The only finish that I think isn't very likely at all is Punk winning clean. Oh, and Cena turning Heel by working with Vince and screwing Punk out of the title. Anybody thinking the latter might happen kind of blows my mind. There's no way Cena is turning Heel anytime soon, if ever.


----------



## shutupchico (Apr 24, 2007)

how could people think it was real? if it was real we wouldn't have heard the promo.


----------



## Wrestlinfan35 (Jan 13, 2008)

TheKev said:


> Rehire CM Punk you punk. :lmao


I really shouldn't watch this but god damnit I have zero self control.


----------



## Starbuck (Apr 11, 2008)

Another great segment. I love the whole semi shoot vibe this thing has. Like the guys in that video said, "This is good wrestling motha fuckas!"


----------



## GoGettem (Mar 26, 2011)

Starbuck said:


> Another great segment. I love the whole semi shoot vibe this thing has. Like the guys in that video said, "This is good *wrestling* motha fuckas!"

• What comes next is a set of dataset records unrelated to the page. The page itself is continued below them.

PR #254, opened 2017-05-26
make Draggable explicit default export

HBehrens:
When I was trying to use this package with my TypeScript setup I ran into the issue that

    import Draggable from 'react-draggable';

resulted in `Draggable === undefined` as TypeScript expects default exports to be assigned as `module.exports.default = ...`.  While I could probably change `typings/index.d.ts` to match the actual behavior `import * as Draggable from 'react-draggable'` I understand that the import statement above is the desired behavior.

This PR changes `index.js` to meet TS' expectation but doesn't remove the current `module.exports = ...` to avoid breaking compatibility.

I am not sure how exactly I could provide a unit-test for this. Any help appreciated.


r0stig:
Just commenting to show my interest in this PR getting merged.

HBehrens:
> Just commenting to show my interest in this PR getting merged.

How can I help with it?

STRML:
Fixed in afd7721

PR #173, opened 2023-10-14
javascript2-week1/Halima

halima770:
could you please review  my homework

### DIFF
--- a/3_javascript/javascript2/week1/script.js
+++ b/3_javascript/javascript2/week1/script.js
@@ -56,5 +56,51 @@ function generateSpiritAnimalName() {
 
 document.getElementById("generateButton").addEventListener("click", generateSpiritAnimalName);
 
+// 2.2. Setting up the events
+
+
+const generateButton = document.getElementById("generateButton");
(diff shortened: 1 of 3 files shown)


3_javascript/javascript2/week1/script.js
```diff
@@ -0,0 +1,65 @@
...
+];
+
+function generateSpiritAnimalName(name) {
+    const randomSpiritAnimal = spiritAnimals[Math.floor(Math.random() * spiritAnimals.length)];
+    const spiritAnimalName = name + " - " + randomSpiritAnimal;
+    document.getElementById('spiritAnimalName').textContent = "Spirit Animal Name: " + spiritAnimalName;
+}
+
+
+document.getElementById('newAnimalButton').addEventListener('click', function () {
```
shpomp, line 28: This formulation is not wrong, but it is not the most readable. 
Would be perhaps nice to declare the elements as variables at the top of the documents first and then add the event listeners as the next step 🙏🏽

shpomp (changes requested):
The homework is incomplete. It holds only on of several tasks.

you mean...ENTERTAINMENT?! right?


----------



## Mr. Every Night (Jan 3, 2010)

TheKev said:


> Rehire CM Punk you punk. :lmao


Thanks for the video! 



Huganomics said:


> .
> The only finish that I think isn't very likely at all is Punk winning clean.


I highly doubt this ending will occur but who knows.


----------



## Wrestlinfan35 (Jan 13, 2008)

The guy in the video is incredible.

Ugh, incredible segment. This is the best angle in so long. I mean a very fucking long time.


----------



## The-Rock-Says (Feb 28, 2011)

I now, after watching that video. Firmly believe CM Punk is staying, and staying as Champion. And Vince will screw Cena, and Punk will join some sort of force or something with Vince.


----------



## Nut Tree (Jan 31, 2011)

Well that makes the WWE even more brilliant for having the balls to let Punk freestyle all of that stuff. MITB is def going to be a huge PPV.


----------



## Equilibrium (Mar 14, 2010)

Why is Raw being taped now?


----------



## Huganomics (Mar 12, 2010)

The-Rock-Says said:


> I now, after watching that video. Firmly believe CM Punk is staying, and staying as Champion. And Vince will screw Cena, and Punk will join some sort of force or something with Vince.


Yeah, I'm thinking this is what will most likely happen.



Equilibrium said:


> Why is Raw being taped now?


They're going on a World Tour for all of next week.


----------



## HHHbkDX (Apr 29, 2009)

Im having serious thoughts of buying MITB in HD, but i want to save for summerslam...GOD DAMN. I got good stream websites so i'll stream on there and then watch SS on TV.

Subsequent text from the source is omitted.